> [Aim of the task]: Provide an exact repetition of every entry, with no word altered.

> [Data listing]:
PR #1717, opened 2026-08-02
feat(go-cli): Phase 1 — generator scaffolding with exact command surface parity

ChiragAgg5k:
Stacked on #1716. The generator scaffolding: a new `GoCLI` language class and the templates that turn the spec into a Go command tree with **exactly** the TypeScript CLI's command surface.

No runtime yet — commands parse flags and exit. Phase 2 gives them a client.

## The claim, and how it is proven

Every command, subcommand, flag, short form and required-flag set matches the TypeScript, and that is asserted mechanically against `docs/go-cli/command-surface.json` from #1716 rather than eyeballed. A missing `-p` or a flag that is optional on one side is a build failure.

## What to read first

**`src/SDK/Language/Concern/CliCommandSurface.php`** (+333) — extracted from `CLI.php` (−291) rather than reimplemented. Moved verbatim, which is why it arrives carrying a `TODO` about moving alias configuration into the API spec: that is `CLI.php:240` on `main` today, not new debt. The nine Twig helpers that decide what a generated command looks like are the CLI's codegen contract; two independent copies would drift silently and the drift would look like a port bug months later. `GoCLI` and `CLI` now share one implementation, which is why this PR *deletes* almost as much as it adds.

**`src/SDK/Language/GoCLI.php`** (+270) — extends `Go`, not `CLI`, so it inherits Go type mapping, keywords and `godocComment`.

**`templates/go-cli/internal/cmd/services/service.go.twig`** (+150) — the per-service template. Everything else is small.

**`AGENTS.md`** — `go-cli` is now in the supported-SDK list, the `example.php` argument table and the inheritance table, so an agent asking what this repository generates gets the right answer. The inheritance entry is the one that matters: the shared trait above is a coupling **invisible in the class hierarchy** that Rule 3 tells you to check, so the rule and the pre-submit checklist both name it now.

## Reviewing generated output

`examples/go-cli/` is gitignored, so this diff shows templates and you cannot see what they emit. To look:

```bash
php example.php go-cli && cd examples/go-cli && go build ./...
```

## Verified

- The surface test passes: 0 missing commands, 0 flag differences, 0 required-flag differences.
- `go build ./...` and `go vet ./...` clean on the generated tree.
- `CLI.php`'s own e2e suites still pass after the extraction — the shared concern is not a Go-only change, and if it broke the TypeScript CLI that is a regression in a shipping product.


ChiragAgg5k:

> [Task output]:
PR #1717, opened 2026-08-02
feat(go-cli): Phase 1 — generator scaffolding with exact command surface parity

ChiragAgg5k:
Stacked on #1716. The generator scaffolding: a new `GoCLI` language class and the templates that turn the spec into a Go command tree with **exactly** the TypeScript CLI's command surface.

No runtime yet — commands parse flags and exit. Phase 2 gives them a client.

## The claim, and how it is proven

Every command, subcommand, flag, short form and required-flag set matches the TypeScript, and that is asserted mechanically against `docs/go-cli/command-surface.json` from #1716 rather than eyeballed. A missing `-p` or a flag that is optional on one side is a build failure.

## What to read first

**`src/SDK/Language/Concern/CliCommandSurface.php`** (+333) — extracted from `CLI.php` (−291) rather than reimplemented. Moved verbatim, which is why it arrives carrying a `TODO` about moving alias configuration into the API spec: that is `CLI.php:240` on `main` today, not new debt. The nine Twig helpers that decide what a generated command looks like are the CLI's codegen contract; two independent copies would drift silently and the drift would look like a port bug months later. `GoCLI` and `CLI` now share one implementation, which is why this PR *deletes* almost as much as it adds.

**`src/SDK/Language/GoCLI.php`** (+270) — extends `Go`, not `CLI`, so it inherits Go type mapping, keywords and `godocComment`.

**`templates/go-cli/internal/cmd/services/service.go.twig`** (+150) — the per-service template. Everything else is small.

**`AGENTS.md`** — `go-cli` is now in the supported-SDK list, the `example.php` argument table and the inheritance table, so an agent asking what this repository generates gets the right answer. The inheritance entry is the one that matters: the shared trait above is a coupling **invisible in the class hierarchy** that Rule 3 tells you to check, so the rule and the pre-submit checklist both name it now.

## Reviewing generated output

`examples/go-cli/` is gitignored, so this diff shows templates and you cannot see what they emit. To look:

```bash
php example.php go-cli && cd examples/go-cli && go build ./...
```

## Verified

- The surface test passes: 0 missing commands, 0 flag differences, 0 required-flag differences.
- `go build ./...` and `go vet ./...` clean on the generated tree.
- `CLI.php`'s own e2e suites still pass after the extraction — the shared concern is not a Go-only change, and if it broke the TypeScript CLI that is a regression in a shipping product.


ChiragAgg5k:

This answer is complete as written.